- **ENTRIES SHOWN**:
= = = = =
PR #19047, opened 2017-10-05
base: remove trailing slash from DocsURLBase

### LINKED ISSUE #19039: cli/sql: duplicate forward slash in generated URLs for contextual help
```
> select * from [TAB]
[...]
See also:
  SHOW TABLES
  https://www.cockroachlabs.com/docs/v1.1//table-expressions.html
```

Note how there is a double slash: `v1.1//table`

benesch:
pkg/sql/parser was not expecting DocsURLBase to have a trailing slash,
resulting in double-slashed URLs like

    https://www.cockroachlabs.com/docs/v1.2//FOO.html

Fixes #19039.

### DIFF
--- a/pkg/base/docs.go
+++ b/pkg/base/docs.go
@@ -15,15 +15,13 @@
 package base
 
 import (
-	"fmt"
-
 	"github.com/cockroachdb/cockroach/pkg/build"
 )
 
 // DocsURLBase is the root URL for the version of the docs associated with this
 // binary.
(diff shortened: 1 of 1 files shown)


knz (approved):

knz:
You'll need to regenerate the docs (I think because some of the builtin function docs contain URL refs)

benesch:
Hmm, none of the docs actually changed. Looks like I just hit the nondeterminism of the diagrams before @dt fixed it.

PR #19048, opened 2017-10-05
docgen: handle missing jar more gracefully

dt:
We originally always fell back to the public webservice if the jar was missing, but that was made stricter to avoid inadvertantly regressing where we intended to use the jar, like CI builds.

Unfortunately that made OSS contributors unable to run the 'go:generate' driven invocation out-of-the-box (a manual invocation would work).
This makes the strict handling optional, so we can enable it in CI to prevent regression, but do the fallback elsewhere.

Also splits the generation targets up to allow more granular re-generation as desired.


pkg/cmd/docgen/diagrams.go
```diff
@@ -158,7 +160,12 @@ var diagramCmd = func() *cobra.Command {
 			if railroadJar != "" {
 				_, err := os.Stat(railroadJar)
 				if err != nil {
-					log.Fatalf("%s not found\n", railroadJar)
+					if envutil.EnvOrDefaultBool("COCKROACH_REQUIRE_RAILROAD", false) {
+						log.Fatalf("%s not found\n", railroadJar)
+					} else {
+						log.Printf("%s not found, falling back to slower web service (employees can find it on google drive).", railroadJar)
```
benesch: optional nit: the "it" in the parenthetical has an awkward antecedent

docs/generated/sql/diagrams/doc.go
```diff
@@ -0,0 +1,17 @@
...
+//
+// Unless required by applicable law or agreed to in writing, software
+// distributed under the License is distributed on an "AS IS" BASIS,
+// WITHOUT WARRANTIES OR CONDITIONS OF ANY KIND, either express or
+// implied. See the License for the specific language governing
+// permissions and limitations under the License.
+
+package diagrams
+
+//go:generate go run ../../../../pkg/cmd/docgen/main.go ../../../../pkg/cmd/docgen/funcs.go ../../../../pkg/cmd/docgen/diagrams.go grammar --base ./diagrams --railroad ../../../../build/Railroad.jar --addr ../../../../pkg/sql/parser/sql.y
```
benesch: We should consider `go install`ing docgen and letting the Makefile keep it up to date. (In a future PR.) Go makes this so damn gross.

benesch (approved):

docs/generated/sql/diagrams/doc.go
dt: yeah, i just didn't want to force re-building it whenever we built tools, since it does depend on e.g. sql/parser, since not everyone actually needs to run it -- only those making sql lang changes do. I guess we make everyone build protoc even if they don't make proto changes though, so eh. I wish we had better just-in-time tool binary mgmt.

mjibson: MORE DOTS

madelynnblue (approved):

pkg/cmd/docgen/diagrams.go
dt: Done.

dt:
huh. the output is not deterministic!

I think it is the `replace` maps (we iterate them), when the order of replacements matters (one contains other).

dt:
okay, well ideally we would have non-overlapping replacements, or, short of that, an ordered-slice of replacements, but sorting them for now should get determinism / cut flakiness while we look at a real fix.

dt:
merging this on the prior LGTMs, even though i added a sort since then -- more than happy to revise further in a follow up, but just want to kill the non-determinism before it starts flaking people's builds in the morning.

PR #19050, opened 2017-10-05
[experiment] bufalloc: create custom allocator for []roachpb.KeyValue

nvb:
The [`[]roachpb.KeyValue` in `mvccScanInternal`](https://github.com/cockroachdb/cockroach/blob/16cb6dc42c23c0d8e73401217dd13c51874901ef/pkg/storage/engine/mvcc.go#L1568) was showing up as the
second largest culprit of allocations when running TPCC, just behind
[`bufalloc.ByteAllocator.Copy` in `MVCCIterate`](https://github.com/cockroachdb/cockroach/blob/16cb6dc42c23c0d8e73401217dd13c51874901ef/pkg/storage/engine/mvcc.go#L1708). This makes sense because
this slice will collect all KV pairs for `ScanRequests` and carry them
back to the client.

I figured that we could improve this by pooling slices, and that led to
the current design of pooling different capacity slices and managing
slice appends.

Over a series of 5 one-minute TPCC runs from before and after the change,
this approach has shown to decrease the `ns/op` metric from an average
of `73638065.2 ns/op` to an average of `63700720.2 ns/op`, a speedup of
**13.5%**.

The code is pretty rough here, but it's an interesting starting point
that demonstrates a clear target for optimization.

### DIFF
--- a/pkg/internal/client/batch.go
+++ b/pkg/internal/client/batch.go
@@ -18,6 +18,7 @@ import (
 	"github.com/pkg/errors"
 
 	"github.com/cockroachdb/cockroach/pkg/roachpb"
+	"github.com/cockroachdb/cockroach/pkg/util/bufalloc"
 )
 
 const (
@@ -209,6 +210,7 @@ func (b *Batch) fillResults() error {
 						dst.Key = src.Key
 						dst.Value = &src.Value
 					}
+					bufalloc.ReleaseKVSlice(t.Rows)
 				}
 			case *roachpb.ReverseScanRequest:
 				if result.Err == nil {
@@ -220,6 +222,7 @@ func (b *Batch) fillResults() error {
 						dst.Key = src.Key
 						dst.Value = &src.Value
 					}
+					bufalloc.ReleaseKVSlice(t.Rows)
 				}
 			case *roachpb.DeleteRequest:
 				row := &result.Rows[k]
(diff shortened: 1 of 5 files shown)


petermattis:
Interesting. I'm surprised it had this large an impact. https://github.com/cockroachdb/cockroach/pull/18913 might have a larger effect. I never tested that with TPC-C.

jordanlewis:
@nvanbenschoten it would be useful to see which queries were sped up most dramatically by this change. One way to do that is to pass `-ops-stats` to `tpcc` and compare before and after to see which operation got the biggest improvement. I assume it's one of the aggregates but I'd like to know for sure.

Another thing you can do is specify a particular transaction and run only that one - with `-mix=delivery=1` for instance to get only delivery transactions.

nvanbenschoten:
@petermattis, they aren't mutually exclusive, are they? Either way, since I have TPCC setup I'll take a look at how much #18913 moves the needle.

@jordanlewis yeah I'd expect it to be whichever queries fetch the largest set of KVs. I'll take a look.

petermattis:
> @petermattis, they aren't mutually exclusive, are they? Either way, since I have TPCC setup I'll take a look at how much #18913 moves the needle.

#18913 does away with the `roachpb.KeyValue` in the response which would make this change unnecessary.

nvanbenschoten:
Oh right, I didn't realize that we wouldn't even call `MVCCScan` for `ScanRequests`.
= = = = =
- **WHAT IS NEEDED**: Given the entries above, say how many lines include the word "html", and write nothing besides the number.

- **ANSWER SPACE**: 2